PR #34462, opened 2026-02-16
fix(core): prevent staggered and duplicate lines in dynamic output

leosvelperez:
## Current Behavior

- In some `nx run-many` executions, terminal output can appear staggered or visually misaligned instead of updating cleanly in place.
- For `run-many` cases that end up running a single task (especially when TUI is not active), the spinner/status line can be rendered twice.

## Expected Behavior

- Dynamic terminal output updates should remain stable and aligned, with clean in-place refreshes.
- Single-task `run-many` should display a single spinner/status line with no duplicate rendering.

### DIFF
--- a/packages/nx/src/tasks-runner/run-command.ts
+++ b/packages/nx/src/tasks-runner/run-command.ts
@@ -913,7 +913,14 @@ export function setEnvVarsBasedOnArgs(
     process.env.NX_STREAM_OUTPUT = 'true';
     process.env.NX_PREFIX_OUTPUT = 'false';
   }
-  if (nxArgs.outputStyle === 'dynamic' || nxArgs.outputStyle === 'tui') {
+  // Dynamic output styles only require forced streaming when the full TUI is
+  // active. If the TUI is disabled (e.g. single-task run-many fallback), the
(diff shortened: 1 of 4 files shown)


packages/nx/src/tasks-runner/run-command.ts
```diff
@@ -913,7 +913,14 @@ export function setEnvVarsBasedOnArgs(
...
   }
-  if (nxArgs.outputStyle === 'dynamic' || nxArgs.outputStyle === 'tui') {
+  // Dynamic output styles only require forced streaming when the full TUI is
+  // active. If the TUI is disabled (e.g. single-task run-many fallback), the
+  // dynamic-legacy renderer should own the terminal output without interleaved
+  // task streaming.
+  if (
+    (nxArgs.outputStyle === 'dynamic' || nxArgs.outputStyle === 'tui') &&
+    isTuiEnabled()
+  ) {
```
AgentEnder: isTuiEnabled is set when running yargs middlewares, and is always false if output style is set to dynamic

```suggestion
  if (
    isTuiEnabled()
  ) {
```

AgentEnder (approved):

PR #34469, opened 2026-02-16
feat(core): automatically set up ai agents in cnw/init when run from within an ai agent

MaxKless:
We want to minimize prompts for people and agents. But we also want to help them by setting up nx config for them so their agents can work optimally.
If they're executing `nx init` or `create-nx-workspace` from within an agent, it's a reasonable assumption that they'll want the best AI config for that specific agent - so we set it up for them.


AgentEnder (approved):
Looks good

PR #34479, opened 2026-02-17
fix(core): prevent silent ts-node fallback breaking ESM plugins on No…

### LINKED ISSUE #34472: fix(core): pinned @swc-node/register peerDep (1.11.1) causes silent ts-node fallback and ERR_REQUIRE_ESM on Node 24
## Description

After upgrading from nx 22.3.3 to 22.5.1, all workspace plugins with `"type": "module"` in their `package.json` fail to load with `ERR_REQUIRE_ESM` in the isolated plugin worker process. Node version is 24.11.0 and did not change — this is purely an nx version regression.

## Root Cause

**PR #34215** (`feat(js): bump swc to latest versions`) changed the `@swc-node/register` peer dependency from `"^1.8.0"` to `"1.11.1"` (exact pin). This was a routine dependency bump, not driven by any functional requirement.

Projects that have `@swc-node/register` installed at a version satisfying `^1.8.0` but below `1.11.1` (e.g., `1.9.2`) silently lose the SWC transpiler. Because `@swc-node/register` is an **optional** peer dependency, pnpm drops it without warning when the version doesn't match. This causes `packageIsInstalled('@swc-node/register')` in `register.js` to return `false`, and `getTranspiler()` falls back to ts-node.

On Node 24 with `"type": "module"` plugins, ts-node's CJS hook intercepts `require()` of `.ts` files and throws `ERR_REQUIRE_ESM`.

### Version timeline

| Version | `@swc-node/register` peerDep | Behavior |
|---|---|---|
| ≤ 22.4.5 | `^1.8.0` (range) | ✅ Matches `@swc-node/register@1.9.2`, SWC transpiler used |
| ≥ 22.5.0 | `1.11.1` (exact pin) | ❌ Doesn't match `1.9.2`, silently dropped, falls back to ts-node |

### How the version got pinned

1. PR #34215 (commit `2bd8ef3f72`) set the pnpm catalog to `'^1.11.1'` (range with caret)
2. Commit `fdabc14892` ("chore(repo): update nx to 22.5.0-beta.2") resolved the catalog entry to the exact `'1.11.1'` (no caret), likely via release automation running `pnpm install`
3. pnpm `catalog:` on publish replaces with the literal catalog value, so the published package got `"1.11.1"` exact

### Contributing factor: `registerPluginTSTranspiler` ignores Node's native TS support

Even with the `@swc-node/register` mismatch, this wouldn't break on Node 24 if `registerPluginTSTranspiler()` in `transpiler.ts` checked `process.features?.typescript` (Node's native TS support). PR #34202 added `NX_PREFER_NODE_STRIP_TYPES` / `preferNodeStripTypes` to `registerTsProject()` in `register.ts`, but this check was not applied to `registerPluginTSTranspiler()`. This means the plugin worker always registers a transpiler (ts-node or SWC) even when Node can handle TypeScript natively.

## Error

```
ERR_REQUIRE_ESM: Must use import to load ES Module

NX  Failed to load 6 Nx plugin(s):
  - @example/my-plugin: [object Object]
  ...
```

The `[object Object]` in the error message is because `get-plugins.ts` wraps serialized error objects with `new Error(String(result.reason))`.

## Steps to Reproduce

1. Have a workspace with `@swc-node/register` at any version `>=1.8.0 <1.11.1` (e.g., `1.9.2`) installed as a transitive dependency
2. Have workspace plugins with `"type": "module"` in `package.json` that point `main`/`exports` to `.ts` source files
3. Use Node 24 (which has `process.features.typescript` truthy)
4. Upgrade nx from any version ≤ 22.4.5 to any version ≥ 22.5.0
5. Run `nx show projects` — all `"type": "module"` plugins fail with `ERR_REQUIRE_ESM`

## Suggested Fixes

1. **Restore a wider peer dependency range** for `@swc-node/register` — changing back to `"^1.8.0"` (or at minimum keeping the caret: `"^1.11.1"`) prevents silent fallback for projects with older versions installed
2. **Apply `preferNodeStripTypes` to `registerPluginTSTranspiler`** — `transpiler.ts` should check `process.features?.typescript` and skip transpiler registration on Node 22.6+, matching the logic already in `registerTsProject()` from PR #34202

## Workaround

Add `@swc-node/register@^1.11.1` and `@swc/core@^1.15.8` as explicit devDependencies to satisfy the new peer dep range.

## Environment

- **nx**: 22.5.1 (works on 22.4.5, broken on 22.5.0+)
- **Node**: 24.11.0
- **pnpm**: 10.18.3
- **OS**: macOS (arm64)

Nitin75408:
…de 24

## Current Behavior
After upgrading Nx from ≤ 22.4.5 to ≥ 22.5.0, ESM workspace plugins written in TypeScript fail to load on Node 24 with `ERR_REQUIRE_ESM`. This is caused by three compounding issues:

1. Commit 2bd8ef3f72 changed the `@swc-node/register` peer dependency from `^1.8.0` to an exact pin (`1.11.1` via `catalog:swc`). Since it's an optional peer, pnpm silently drops it when users have any other compatible version (e.g. `1.9.x`), causing `packageIsInstalled('@swc-node/register')` to return false.

2. When SWC is not detected, Nx falls back to ts-node, which registers CommonJS require hooks. On Node 24, loading `.ts` files from ESM packages via `require()` throws `ERR_REQUIRE_ESM`.

3. `registerPluginTSTranspiler()` does not check for Node's native TypeScript support (`process.features.typescript`), even though `registerTsProject()` already does. This means a transpiler is always registered even when unnecessary.

## Expected Behavior
- ESM workspace plugins load correctly on Node 24
- `@swc-node/register` is resolved with a compatible range (`^1.8.0`), not an exact pin
- When Node natively supports TypeScript (Node 22.6+), the plugin transpiler registration is skipped, avoiding the broken ts-node fallback
- When SWC is missing and Node has native TS support, `getTranspiler()` skips ts-node instead of registering CJS hooks that break ESM
- Existing setups that worked on ≤ 22.4.5 continue to work

## Related Issue(s)

Fixes #34472

### DIFF
--- a/packages/nx/package.json
+++ b/packages/nx/package.json
@@ -75,8 +75,8 @@
     "yargs-parser": "catalog:"
   },
   "peerDependencies": {
-    "@swc-node/register": "catalog:swc",
-    "@swc/core": "catalog:swc"
+    "@swc-node/register": "^1.8.0",
+    "@swc/core": "^1.3.85"
   },
   "peerDependenciesMeta": {
     "@swc-node/register": {
--- a/packages/nx/src/plugins/js/utils/register.spec.ts
+++ b/packages/nx/src/plugins/js/utils/register.spec.ts
@@ -34,3 +34,67 @@ describe('getTsNodeCompilerOptions', () => {
     ).toEqual(['es2022']);
   });
 });
+
+describe('getTranspiler - native TypeScript support', () => {
+  const originalDescriptor = Object.getOwnPropertyDescriptor(
+    process,
+    'features'
+  );
+
+  function setProcessFeatures(value: any) {
+    Object.defineProperty(process, 'features', {
+      value,
+      writable: true,
+      configurable: true,
+    });
+  }
+
+  afterEach(() => {
+    if (originalDescriptor) {
+      Object.defineProperty(process, 'features', originalDescriptor);
+    } else {
+      delete (process as any).features;
+    }
+  });
+
+  it('should still use SWC when available even with native TS support', () => {
+    // Even when Node natively supports TS, SWC should be preferred when available
+    // because it's a faster, more complete transpiler
+    setProcessFeatures({ typescript: 'strip' });
+
+    const { getTranspiler } = require('./register');
+
+    // With SWC installed (as in this dev environment), getTranspiler should
+    // return a transpiler factory function regardless of native TS support
+    const result = getTranspiler({ module: 1 });
+    expect(result).toBeDefined();
+  });
+
+  it('should work correctly without native TS support', () => {
+    // Verify baseline behavior: getTranspiler should not throw
+    // when process.features.typescript is not available
+    setProcessFeatures(undefined);
+
+    const { getTranspiler } = require('./register');
+    expect(() => getTranspiler({ module: 1 })).not.toThrow();
+  });
+
+  it('should check process.features.typescript at call time not import time', () => {
+    // The native TS check uses process.features?.typescript which is
+    // evaluated at call time. This ensures the check is dynamic and
+    // doesn't use a cached module-level value.
+    const { getTranspiler } = require('./register');
+
+    // First call without native TS
+    setProcessFeatures(undefined);
+    const result1 = getTranspiler({ module: 1 });
+
+    // Second call with native TS - should still work (SWC takes priority)
+    setProcessFeatures({ typescript: 'strip' });
+    const result2 = getTranspiler({ module: 1 });
+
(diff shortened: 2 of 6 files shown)


Coly010:
Hey :) I'm going to close this PR because there are multiple things incorrect with it.
We want to use the catalog for instance - we can update it to a compatible range from `1.11` 
We also do not want to rely on native type stripping, especially not as a higher priority than ts-node.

■ ■ ■ ■

WORK TO COMPLETE> In the data above, each line holding "status" is to be found and copied.

ANSWER FOR THIS EXERCISE>
- For `run-many` cases that end up running a single task (especially when TUI is not active), the spinner/status line can be rendered twice.
- Single-task `run-many` should display a single spinner/status line with no duplicate rendering.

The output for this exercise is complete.